# Steam, CSS/TF2/...



## badmephisto (Dec 17, 2007)

in spirit of recent ID swapping, any of you play Counter Strike/Team Fortress 2/some other steam game, and have a SteamID? I've recently been hooked on TF2, if you play, add me:

account name: badmephisto

(to find it you have to start steam, go file>settings)


----------



## Kemp_Drumsalot (Dec 17, 2007)

I actually play CS:S every now and then.


----------



## Lotsofsloths (Dec 27, 2007)

same here, I'm lotsofsloths
I usually play on fy_iceworld,
favorite map


----------



## sam (Oct 8, 2008)

Hey, just wanted to dig this up because i believe more people probably have steam ID's.

I'm really active in TF2 and CSS and was hoping to add some other cubers.

PmMaster is my name. ill add these guys but i hope more people can add to this.


----------



## toast (Oct 8, 2008)

I used to play TF2, but my computer can't handle now. I really loved it ):
cp_orange's are the best maps, no doubt 
SCOUT FTWWWWWWWWWWWWWWWW.


----------



## edwardtimliu (Oct 8, 2008)

i played cs for a while... i stopped when i hit 13... it was fun
then i found there was a cs online... then i played that all last summer and stopped cuz of school


----------



## aLp1ne (Oct 14, 2008)

I got banned from source so now im playing cs 1.6, i dont have tf2 but i want it... steamid Vexforthewin


----------



## ExoCorsair (Oct 14, 2008)

ExoCorsair, but my nickname is =(eG)=™ kklulz [CS:S]
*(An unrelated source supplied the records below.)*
PR #317, opened 2022-01-26
Add cross domain iframe support for modern browsers

### LINKED ISSUE #315: SameSite cookie config not respected by skipSilentLogin cookie
### Describe the problem

An application embedded within an iframe gets stuck in a redirect loop when attempting to do silent log in and user is not logged in at IDP. 

The issue seems to be related to the fact that the `skipSilentLogin` cookie is [missing a same site attribute](https://github.com/auth0/express-openid-connect/blob/v2.5.2/middleware/attemptSilentLogin.js#L15) and thus is defaulted to Lax by the browser. As the application is embedded within an iframe this cookie will be blocked and not sent to the application backend causing another silent log in attempt. 

Silent log in should be attempted once and not on subsequent page requests.

I was expecting the `skipSilentLogin` cookie to honor the sameSite attribute from `config.session.cookie.sameSite`. That is unless there is a good reason not to, if so help me understand why. 

I've forked the repository myself to see if changes to pickup the sameSite config for `skipSilentLogin` will solve this issue and it seems to be the case. 

### Reproduction

A reproduction would look something like this

1. Have an application embedded within an iframe, in our case this is an app embedded within Teams. 
2. Make sure the user is not logged in at the IDP (as this will trigger additional attempts to log in)
3. Access the application in a way that would trigger a silent log in and where it should end up on the same path after log in.
4. Observe the redirects from the page in 3) -> auth endpoint (for silent log in) -> callback with error (as user is not logged in)
5. A too many redirects error will be shown in the browser.

### Environment

- **Version of this library used:** 2.5.2
- **Any other relevant information you think would be useful:** Issue detected in Chrome Version 97.0.4692.71 but I suspect all Chrome versions where SameSite is defaulted to Lax will result in this behaviour.

adamjmcgrath:
### Description

Fixing crossdomain iframe login/logout and attemptSilentAuth support. This can be enabled by using `session.cookie.sameSite = 'None'` and `session.cookie.secure = true` (you should run localhost on https for this see: https://auth0.com/docs/libraries/secure-local-development)

### References

fixes #315 

### Testing

To test login/logout from a cross domain iframe:
1. Run an https reverse proxy like caddy, eg `caddy reverse-proxy --from localhost:443 --to localhost:3000`
2. Run the iframe testing example with `baseUrl` set to `https://localhost`
3. Visit `http://localhost:3000/iframe` (running same app on a different domain to the iframe, which is on `https://localhost`)
4. Login and verify that the `auth_verification` transaction cookies have been removed
5. Logout and verify that the `appSession` cookie has been removed

### Checklist


lib/appSession.js
```diff
@@ -213,7 +214,8 @@ module.exports = (config) => {
     ) {
       const hasPrevSession = !!req[COOKIES][sessionName];
       const replacingPrevSession = !!req[REGENERATED_SESSION_ID];
-      const hasCurrentSession = req[sessionName] && Object.keys(req[sessionName]).length;
+      const hasCurrentSession =
```
adamjmcgrath, line 217: These whitespace changes are form a previous `prettier` update

stevehobbsdev (approved):

Issue #322, opened 2022-02-03
Cookies Samesite attribute handling


surensinghkhatana:
### Describe the problem
I have a SPA application that talks to the backend BFF layer (which handles all OAuth flows using express-openid-connect lib). I would like to set `samesite =strict` for the appSession cookie containing the tokens so that the cookie is protected and only sent to my BFF component.

In order to achieve this , I have set the `cookieconfigparams` as `cookie: { httpOnly: true, sameSite: 'Strict', secure: true }` but the problem is that this configuration also sets the  `samesite =strict` for `auth_verification` cookie as well. This prevents the `auth_verification` cookie to be sent to the /callback since it is redirected from a third party auth server domain and that causes the following error : 

`BadRequestError: checks.state argument is missing
    at /home/ec2-user/bff-code/bff-layer/node_modules/express-openid-connect/middleware/auth.js:121:31
    at processTicksAndRejections (node:internal/process/task_queues:96:5)`

I have following questions : 
1) How to set the  `samesite =strict` for the encrypted cookie but keep `samesite =lax` for the  `auth_verification` cookie ? 
2) How to set `__Host-` for the `appSession ` cookie using `cookieconfigparams` ? 
3) Is there any support available for CSRF protection of `appSession ` cookie containing the tokens ?

BitPatty:
Regarding 1) Experiencing the same issue, looks like the configuration for the cookie is being shared and there's no builtin way to override the behaviour:

https://github.com/auth0/express-openid-connect/blob/b850bfd410b78c9c7c0227de9b91c8025d91c597/lib/context.js#L258-L264

adamjmcgrath:
Hi @surensinghkhatana - thanks for raising this

> How to set the samesite =strict for the encrypted cookie but keep samesite =lax for the auth_verification cookie ?

Currently the cookie config is shared for the session and transaction cookies. But your use case sounds like a reasonable one, so I'll keep this open as a possible enhancement.

> How to set __Host- for the appSession cookie using cookieconfigparams ?

You can configure the cookie name using the `session.name` config

> Is there any support available for CSRF protection of appSession cookie containing the tokens ?

The library doesn't provide csrf protection (other than the default cookie config SameSite=Lax). This is a separate concern from login and you should use one of the available express csrf protection middlewares if you want to add this.

surensinghkhatana:
Thanks @adamjmcgrath for quick response. Appreciate your help.

> You can configure the cookie name using the session.name config
[...]

PR #323, opened 2022-02-04
allow configuration of same site attribute on auth_verification cookie

BitPatty:
### Description

This is a breaking change. Allows to use a custom same site configuration for the `auth_verification` cookie. I only included the override of the samesite but it could be extended later on.

### References

#322 

### Testing

### Checklist

### DIFF
--- a/lib/config.js
+++ b/lib/config.js
@@ -45,6 +45,14 @@ const paramsSchema = Joi.object({
       .maxArity(1)
       .optional()
       .default(() => defaultSessionIdGenerator),
+    verificationCookie: Joi.object({
+      sameSite: Joi.string()
+        .valid('Lax', 'Strict', 'None')
+        .optional()
+        .default('Lax'),
+    })
+      .default()
+      .unknown(false),
     cookie: Joi.object({
       domain: Joi.string().optional(),
       transient: Joi.boolean().optional().default(false),
--- a/index.d.ts
+++ b/index.d.ts
@@ -571,6 +571,11 @@ interface SessionConfigParams {
   absoluteDuration?: boolean | number;
 
   /**
+   * Configuration parameters used for the verification cookie.
+   */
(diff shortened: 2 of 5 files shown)


lib/config.js
```diff
@@ -45,6 +45,14 @@ const paramsSchema = Joi.object({
       .maxArity(1)
       .optional()
       .default(() => defaultSessionIdGenerator),
+    verificationCookie: Joi.object({
+      sameSite: Joi.string()
+        .valid('Lax', 'Strict', 'None')
+        .optional()
+        .default('Lax'),
```
adamjmcgrath, line 52: `.default(Joi.ref('..cookie.sameSite'))` (or `Joi.ref('session.cookie.sameSite')` if it's in the root of the config)

Then it doesn't have to be a breaking change

lib/config.js
```diff
@@ -45,6 +45,14 @@ const paramsSchema = Joi.object({
       .maxArity(1)
       .optional()
       .default(() => defaultSessionIdGenerator),
+    verificationCookie: Joi.object({
```
adamjmcgrath, line 48: Since the transaction cookie isn't strictly part of the session, can we move this config up to the root.

Also, I'm going to need to think about if other properties need to be configurable.

Also, can we call it `transactionCookie`

adamjmcgrath (changes requested):
Thanks for raising this @BitPatty

lib/config.js
BitPatty: Thanks, didn't know about `ref`.

lib/config.js
BitPatty: Renamed it. I kept it in object format to allow for more options, but I'm unsure if there's currently a use case for modifying the other cookie settings.

adamjmcgrath (approved):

I play a lot of CSS. I have DoDS and TF2, but CSS is the most fun for me.

Anyone who has CSS should try out http://www.finalbattleground.com, which is really neat for stats. Granted, it's not going to do you any good if you're already playing in 5v5 scrims or stuff like that, but for pubs, it's pretty nice.


----------



## tim (Oct 14, 2008)

aLp1ne said:


> I got banned from source so now im playing cs 1.6, i dont have tf2 but i want it... steamid Vexforthewin



I wonder why you got banned. Maybe it's because of your 1337 nick?


----------



## aLp1ne (Jan 28, 2009)

*...*

Yeah i'm sorta digging this up cause i have a reply


I got banned because i hacked.. plain and simple.

but i got it again on vexforthewin and i'm not gonna hack 

add me xD


----------



## Edward (Nov 12, 2009)

*Post your Steam ID here!*

Ive wanted this for a long time, and finally decided to make a thread. If you don't know what steam is, you need not apply.

Steam ID: *rubakrube*
Favorite steam game: L4D 2 demo

EDIT: the plan is to have everyone from here who has steam, to be friends on steam.

UPDATE: Ive stopped playing games likw this on the comp. Step mania is my love now. You guys just use this thread as you please.


----------



## Gollum999 (Nov 13, 2009)

Gollum999

Actually... I think it's Gollum999 [8 Hats] at the moment.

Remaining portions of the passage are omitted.